This is exacly how I felt going into Game 6 in '08. I remember being so pissed after that game that I didn't want to watch SportsCenter for a week afterwards. Hopefully Kobe, Gasol, and Odom remember it too and play on the level they are capable of playing at.

At least The World Cup is on in the morning here now so I can avoid listening to Skip Bayless talking shit after every loss. 

GO LAKERS!!


----------



## Myers (Jan 19, 2004)

:lmao at the Celtics


----------



## GreatMovieCritic (Dec 24, 2005)

Great effort. Lakers fired on all cylinders. One down one more to go.


----------



## HeatWave (Jun 20, 2003)

Perkins hurt now puts Celtics in a lingo, because I think its an ACL injury..Good thing for Celtics is they've been blown out by Orlando & Cleveland in the playoffs and they have won the next game..Can LA handle a Celtics team going all out on them will be something to watch because Boston has a team of trust where Kobe in game 7 for it all only trusts himself


----------



## Magic (Feb 28, 2009)

HeatWave said:


> Perkins hurt now puts Celtics in a lingo, because I think its an ACL injury..Good thing for Celtics is they've been blown out by Orlando & Cleveland in the playoffs and they have won the next game..Can LA handle a Celtics team going all out on them will be something to watch because Boston has a team of trust where Kobe in game 7 for it all only trusts himself


I'm glad you know who he trusts before anyone else, especially since he hasn't been in a game 7 in the finals before. If his team is shooting well then it is basically guaranteed that he will be trusting them with the ball, but if it's like game 5 again, well then we better hope Kobe can drop 81 points again. I trust the Lakers can live up to the pressure and beat Boston in game 7, mostly because it's in their home and they have proven that they play a lot better on home floor than when they're on the road.


----------



## WutChagoNAdoBrothA (May 9, 2010)

LA beat that ass


----------



## Chosen (Oct 11, 2006)

A game 7 between the Lakers and Celtics in the NBA Finals.....EPIC


----------



## SKT T1 Blank (Mar 10, 2008)

Game 7 is no excuses, they both have to go all out. I see a point for point game.

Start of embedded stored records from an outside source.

PR #3844, opened 2024-06-01
Tweak wanderer good-throwing and good-weapon starting equipment

NormalPerson7:
Previously, the good set of throwing items for wanderer was 1-4 curare-tipped darts and a +2 dagger. Neither of these scale well with throwing skill, which is likely to be your highest skill. This could also be extremely disappointing if you got 1 curare dart and it mulched immediately. To encourage actually training throwing skill, replace the enchanted dagger with large rocks/javelins/boomerangs (depending on size), up to a total of 7 pieces of ammunition. (Note: this uses the same code as the gladiator background, so small species will get double the number of boomerangs.)

Also, the good set of weapon items for all weapon skills had a 4/5 chance of giving a +2 enchantment to a decent-quality weapon (falchion, mace, etc), and a 1/5 chance of upgrading to a good-quality weapon (long sword, flail, etc). In practice this upgrade was rather rare, and starting with a +2 decent weapon is a little too frequent. So let's bump the upgrade chance to 1/3, for the sake of variety.

[Notes: quarterstaves are still way too good compared to all of the other decent-quality weapons. I'd like to replace it with a magical staff, but a magical staff felt just slightly too weak in melee without a matching magic school in my testing to be viable as a starting weapon. Any thoughts on this?]

### DIFF
--- a/crawl-ref/source/ng-setup.cc
+++ b/crawl-ref/source/ng-setup.cc
@@ -191,14 +191,14 @@ item_def* newgame_make_item(object_class_type base,
     return &item;
 }
 
-static void _give_throwing_ammo()
+void give_throwing_ammo(int n)
 {
     if (species::can_throw_large_rocks(you.species))
-        newgame_make_item(OBJ_MISSILES, MI_LARGE_ROCK, 1);
+        newgame_make_item(OBJ_MISSILES, MI_LARGE_ROCK, n);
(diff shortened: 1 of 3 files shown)


pooka109:
Looks good to me; it's in.

(As for quarterstaves, I'm not certain what to do about those.)

PR #3852, opened 2024-06-03
Mumra/monster wands revised

chucksellick:
* Make wands available for monsters later in the game with better power scaling (and hopefully without breaking the early game!)
* Fixed damage and "chance to defeat your will" when displaying wand spells in xv

### DIFF
--- a/crawl-ref/source/dat/mons/grinder.yaml
+++ b/crawl-ref/source/dat/mons/grinder.yaml
@@ -1,6 +1,6 @@
 name: "Grinder"
 glyph: {char: "5", colour: blue}
-flags: [no_ht_wand, speaks, unique, female]
+flags: [speaks, unique, female]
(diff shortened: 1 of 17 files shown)


crawl-ref/source/artefact.cc
```diff
@@ -1062,7 +1058,7 @@ static void _get_randart_properties(const item_def &item,
     // enhance one good property.
     int good = max(quality + fixed_bad + bad - fixed_good, 0);
 
-    // We want avoid generating more then 4-ish properties properties or things
+    // We want avoid to generating more then 4-ish properties or things
```
pooka109, line 1061: This should start with "We want to avoid generating...".

pooka109: It happens :)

Poor Rondo though, nobody even cared enough to block the guy tonight.


----------



## HeatWave (Jun 20, 2003)

UnDeFeatedKing said:


> I'm glad you know who he trusts before anyone else, especially since he hasn't been in a game 7 in the finals before. If his team is shooting well then it is basically guaranteed that he will be trusting them with the ball, but if it's like game 5 again, well then we better hope Kobe can drop 81 points again. I trust the Lakers can live up to the pressure and beat Boston in game 7, mostly because it's in their home and they have proven that they play a lot better on home floor than when they're on the road.


When its all on the line, I have a hard time believing Kobe will take less than 20 shots, unless its a blowout..

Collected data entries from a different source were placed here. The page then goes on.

PR #3853, opened 2024-06-04
new yred altar

fbwer:
I changed it to be more traditionally altar. 

To respect the original skull design, I modified the existing tile.

Since yred was once a good god, I made the altar a bright purple to show traces of they old appearance.

Due to yred fall, the top of the altar is broken.

yred spilled black blood on the ground.

The black blood covered the altar, revealing the bright purple parts as skulls.

yredelemnul

but it isn't basalt. its hard basalt good god altar. i think it is neither holy nor unholy.
maybe its vandalized mauve marble altar.

fat yredelemnul
and this is fat ver


regret-index:
The mixture of black blood and neon pink for the altar base mostly looks like an image error rather than any actual notion of Yredelemnul.... having all of their altars spontaneously explode with black blood when the good gods rejected them?.... It's a cool metal notion, but the current appearance rejecting any notion of even having an altar is a far better look for the tile, and I'd rather just adjust the description to mention such instead of shrinking it.

PR #3860, opened 2024-06-08
Fix a couple more things about the new Webtiles colours

NormalPerson7:
Previously, using black as a menu_colour option was never useful, because black text is always invisible on the black game background. However, we can now redefine the colour black, as of d719f66, opening up a 16th possible text colour to use with menu_colour.

Upon trying to do exactly this myself, I discovered the Webtiles inventory UI implicitly, and apparently unintentionally, replaces black text with lightgray, regardless of what black may have been rebound to. Let's fix this, so we really can have a 16th colour.

Also fix the poison HP-bar colour being `yellow` instead of redefinable yellow.


DracoOmega:
Merged, thanks!

PR #3861, opened 2024-06-09
Improve picking up part of a stack of items with the mouse in local tiles

WizardIke:
Previously cntrl-clicking an item on the ground in the local tiles onscreen inventory would bring up the item pickup menu where you could type in a number that couldn't be seen and then press a to select the item again and then press enter. Now, cntrl-clicking the item prompts for the number you want to pick up and then picks up that number when you press enter. The new way is similar to how dropping part of a stack works.

Before:
Screenshot (1661)

After:
Screenshot (1662)

### DIFF
--- a/crawl-ref/source/item-use.cc
+++ b/crawl-ref/source/item-use.cc
@@ -4489,12 +4489,19 @@ void tile_item_pickup(int idx, bool part)
         return;
     }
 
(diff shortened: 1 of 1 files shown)


pooka109:
It's in. Thank you.

PR #3862, opened 2024-06-09
Update README.md

Korachof:
Added a link right below # How to Play to help navigate users to the installation help documentation (https://github.com/crawl/crawl/blob/master/crawl-ref/INSTALL.md)

This documentation is nested under several folders. For new users or those who aren't technically-savvy, having these installation instructions directly in the README, under How to Play, makes sense. That way they don't have to go searching if they run into any confusion, which will cause frustration.

### DIFF
--- a/README.md
+++ b/README.md
@@ -13,6 +13,8 @@ Dungeon Crawl Stone Soup is a game of dungeon exploration, combat and magic, inv
 
 ## How to Play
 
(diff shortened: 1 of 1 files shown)


pooka109:
Applied. Thank you.

pooka109:
Since this is your first contribution here, what name do you want to be listed under in the credits?

(Also, sorry it took so long to get to this.)

pooka109:
Good to know, and you're welcome.

PR #3864, opened 2024-06-13
A few more tweaks/fixes to the x-v attacks table

NormalPerson7:
1. Fix ranged weapon damage including might/berserk/weak effects.
2. Treat ghost/pan lord melee brands like any other weapon brand (showing the additional damage information in the damage column rather than the bonus column).
3. Stop pretending that monster ranged weapon attacks apply melee attack flavours.
4. Add an extra row to the attacks table for monsters with ranged weapons to show what their base melee damage and flavour would be if they weren't wielding their ranged weapon. This is so that players can still always see what a monster's attack flavours are, even if it's wielding a ranged weapon.

I have additionally split up `_monster_attacks_description` into several different functions, to allow me to dramatically simplify the code for point 4.

### DIFF
--- a/crawl-ref/source/describe.cc
+++ b/crawl-ref/source/describe.cc
@@ -1700,29 +1700,6 @@ static string _category_string(const item_def &item, bool monster)
     return description;
 }
 
-static string _ghost_brand_extra_info(brand_type brand)
-{
-    switch (brand)
-    {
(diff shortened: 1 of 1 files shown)


DracoOmega:
Greatly appreciated work, as usual. Thanks!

Ric Bucher said Perkins was walking on his own power and will try to give it a go in Game 7..If Boston wants to win Rondo better make a jumpshot or two lol


----------



## Dark Raven (Jun 14, 2010)

We blew those damn celtics out. Hopefully Bynum comes to play Thursday. One more game. Just one more game and the title is ours


----------



## Champ (Aug 12, 2006)

Artest certainly redeemed himself last night. Glad all the rest of the Lakers on the floor stepped up as well, and not just Kobe. Hopefully they do the same Thursday night. This is it, win or go home. Get it done LA.


----------



## Stojy (Aug 24, 2008)

I'm a Cav's fan, and despite game six, I'm hoping Celtic's pull through. I don't know about everybody else, but I'm just sick of Laker's always winning.


----------



## Rated-R Champ (Nov 8, 2007)

Everything seemed to be going right for the Lakers last night, and conversely, nothing seemed to click for Boston.

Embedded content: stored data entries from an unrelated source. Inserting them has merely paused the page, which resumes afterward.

PR #3873, opened 2024-06-18
Don't let the player take actions when their turn is over

### LINKED ISSUE #3563: Game crashes after repeatedly equipping and unequipping weapon in off hand
windows local tiles

0.32-a0-393-g38ff01cdb3

**DESCRIPTION:**
1. Hold down ctrl and left click a weapon in inventory repeatedly.
2. Clicks will become unresponsive shortly before crashing.

**EXTRA FILES:**
[crash-Vucighu-20240218-212040.txt](https://github.com/crawl/crawl/files/14322753/crash-Vucighu-20240218-212040.txt)

### LINKED ISSUE #3799: Rebinding '<' to 'r' causes mouse clicking on an upstairs you are on to open the read scrolls menu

I do hope that LA, every single player, comes out on Thursday on fire to take the series. Boston's only going to want redemption tomorrow, so the Lakers are going to have to respond to that in a big way.


----------



## HeatWave (Jun 20, 2003)

> Boston Celtics center Kendrick Perkins told reporters at Wednesday's practice he would not play in Thursday night's Game 7 of the NBA Finals against the Los Angeles Lakers because he tore two ligaments in his right knee. "He's not gonna go," Celtics coach Doc Rivers said.
> 
> Perkins was walking on crutches and said if this injury -- torn medial collateral and posterior cruciate ligaments -- occurred in December it would force him to miss the rest of the season. He underwent X-rays on the knee on Tuesday night but said he had not yet undergone an MRI.
> 
> ...


oh my...this will be interesting


----------



## chronoxiong (Apr 1, 2005)

I'm glad the Lakers won Game 6 as I want to see a Game 7, winner take all game. It should be great! Too bad that Perkins got injured though.


----------



## tbwinsbo6 (Jul 24, 2008)

Great! Now the Celtics have an excuse for not winning. If they do win, Scalabrine should hit the game winning three, that would be epic. But honestly, Kobe will go out in a blaze.


----------



## HeatWave (Jun 20, 2003)

I have a hard time believing ppl will use Perkins being hurt or anyone outside of the big 4 as an excuse if Boston loses but as stats show the team with more rebounds have won every game so Boston will need to find a way to counter that...Him not playing will hurt Boston in terms of rebounding, overall toughness and available big man fouls but Boston does gain an advantage at having an additional offensive weapon on the floor at all times now. 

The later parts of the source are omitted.